- Education: Université de Montréal
- Known for: Visual neuroplasticity; Tongue Display Unit
- Awards: Fellow of the Royal Society of Canada; Knight of the National Order of Quebec
- Scientific career
- Fields: Neuroscience, sensory substitution
- Workplaces: Université de Montréal; University of Copenhagen

= Maurice Ptito =

Maurice Ptito is a Professor of Visual Neuroscience at the School of Optometry (Université de Montréal). He is also an adjunct professor of Neurology and Neurosurgery at the Montreal Neurological Institute (McGill University) and Guest scientist at the Department of Neuroscience (University of Copenhagen). He currently holds the Harland Sanders Research Chair in Vision Science.

==Education==
Ptito studied at the Université de Montréal, where he earned a B.Sc. in Natural Sciences (1967), a B.A. in Psychology (1970), an M.Sc. in Physiological Psychology (1971), and a Ph.D. in Experimental Neuropsychology (1974) under the supervision of Bruno Cardu. He later pursued a doctorate in Health Sciences (Doctor Medicinae) in Brain Imaging at Aarhus University, Denmark (2001) with Albert Gjedde. From 1974 to 1976, he trained as a postdoctoral fellow in Neurophysiology and Psychiatry at Stanford University Medical School under Professor Karl H. Pribram.

== Career ==
Ptito has held academic and research appointments in Canada, the United States, Denmark, and Australia. He joined the Université de Montréal as Professor of Psychology in 1988, and later became Full Professor at the School of Optometry (1998–present). He has also been Adjunct Professor at the Montreal Neurological Institute since 1993.

Internationally, he was Adjunct Professor at the PET Center, Aarhus University Hospital (1999–2000), Visiting Professor at the University of Sydney (1996), and Guest Professor at the University of Copenhagen (2006–2007; 2014–2017). From 2012 to 2017, he served as Senior Scientist in Neuropsychiatry at the Psychiatric Centre Copenhagen, Rigshospitalet.

== Research ==
Ptito specializes in the development and plasticity of the visual system in humans and other species. His research investigates how the brain adapts to blindness, both congenital and acquired, using methodologies such as:

- Neuroimaging: diffusion tensor imaging (DTI), voxel-based morphometry, PET, fMRI
- Electrophysiology: visually evoked potentials
- Neuromodulation: transcranial magnetic stimulation (TMS)
- Behavioral methods: psychophysics, navigation studies

He has been a pioneer in sensory substitution research, notably through his collaboration with Ron Kupers (University of Copenhagen) on the Tongue Display Unit (TDU).

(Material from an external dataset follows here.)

PR #20874, opened 2025-07-13
[Frontend] OpenAI Responses API supports Tool/Function calling

chaunceyjiang:
OpenAI Responses API supports Tool/Function calling

Follow up https://github.com/vllm-project/vllm/pull/20504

This device, developed by the late Professor Paul-Bach-y-Rita, transforms visual inputs into electrotactile stimulation on the tongue, showing that visual cortical areas in blind individuals can be recruited to process tactile spatial information.

== Awards and honours ==

- Fellow of the Royal Society of Canada (1998)
- Sir John William Dawson Medal, Royal Society of Canada (2001)
- Discovery of the Year, Québec Science (2001)
- Fellow, American Academy of Optometry (2004)
- Henry and Karla Hansen Award (2007)
- Fellow, Royal Society of Denmark (2010)
- Chevalier de l’Ordre National du Québec (2013)

== Publications ==
Ptito has authored or co-authored over 220 peer-reviewed scientific papers, books, book chapters, and conference presentations. His work spans neuroplasticity, blindness, sensory substitution, brain imaging, and cannabinoid neuroscience.

==Personal==
Maurice Ptito lives in Montreal (Qc, Canada) and in Copenhagen (Denmark). He has five daughters and seven grandchildren:
Zoe, Zachary, Noa, Maïka, Manou, Maël and Lilly.